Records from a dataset
________________________________________

PR #128, opened 2026-06-18
feat(ci): Harden Release Pipeline and Add Dependency/Security Automation

0xIchigo:
This PR fixes the CI/release gaps surfaced during the 2.0.0 releases and the codebase review via pure `.github/` config changes

### DIFF
--- a/.github/dependabot.yml
+++ b/.github/dependabot.yml
@@ -1,0 +1,30 @@
+version: 2
+updates:
+  - package-ecosystem: npm
+    directory: /helius-mcp
+    schedule:
+      interval: weekly
+    open-pull-requests-limit: 10
+    commit-message:
+      prefix: "chore(deps)"
+    groups:
+      mcp-minor-patch:
+        update-types: [minor, patch]
+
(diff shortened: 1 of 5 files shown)


nathanliow:
Signed-commit fix and version guards look correct. Two gaps before this fully hits the "Security Automation" goal:

**1. No npm provenance.** Both publish jobs run `pnpm publish` without `--provenance`/`id-token: write`, so tarballs aren't cryptographically tied to CI — the main thing that'd catch a malicious publish if `NPM_TOKEN` leaks.
```yaml
permissions:
  id-token: write
- run: pnpm publish --no-git-checks --access public --provenance
```

**2. `audit.yml` on `pull_request` blocks every PR** when any transitive prod dep gets a HIGH advisory, even docs-only changes. The Monday cron already covers us — suggest dropping the PR trigger (or making it non-blocking).

Nits: `mcp-release.yml` still on node 20 (rest moved to 22); "Open changelog PR" step missing `set -euo pipefail`.

nathanliow (approved):
LGTM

________________________________________

# WHAT IS EXPECTED
Output each record precisely as given.

# TASK ANSWER
PR #128, opened 2026-06-18
feat(ci): Harden Release Pipeline and Add Dependency/Security Automation

0xIchigo:
This PR fixes the CI/release gaps surfaced during the 2.0.0 releases and the codebase review via pure `.github/` config changes

### DIFF
--- a/.github/dependabot.yml
+++ b/.github/dependabot.yml
@@ -1,0 +1,30 @@
+version: 2
+updates:
+  - package-ecosystem: npm
+    directory: /helius-mcp
+    schedule:
+      interval: weekly
+    open-pull-requests-limit: 10
+    commit-message:
+      prefix: "chore(deps)"
+    groups:
+      mcp-minor-patch:
+        update-types: [minor, patch]
+
(diff shortened: 1 of 5 files shown)


nathanliow:
Signed-commit fix and version guards look correct. Two gaps before this fully hits the "Security Automation" goal:

**1. No npm provenance.** Both publish jobs run `pnpm publish` without `--provenance`/`id-token: write`, so tarballs aren't cryptographically tied to CI — the main thing that'd catch a malicious publish if `NPM_TOKEN` leaks.
```yaml
permissions:
  id-token: write
- run: pnpm publish --no-git-checks --access public --provenance
```

**2. `audit.yml` on `pull_request` blocks every PR** when any transitive prod dep gets a HIGH advisory, even docs-only changes. The Monday cron already covers us — suggest dropping the PR trigger (or making it non-blocking).

Nits: `mcp-release.yml` still on node 20 (rest moved to 22); "Open changelog PR" step missing `set -euo pipefail`.

nathanliow (approved):
LGTM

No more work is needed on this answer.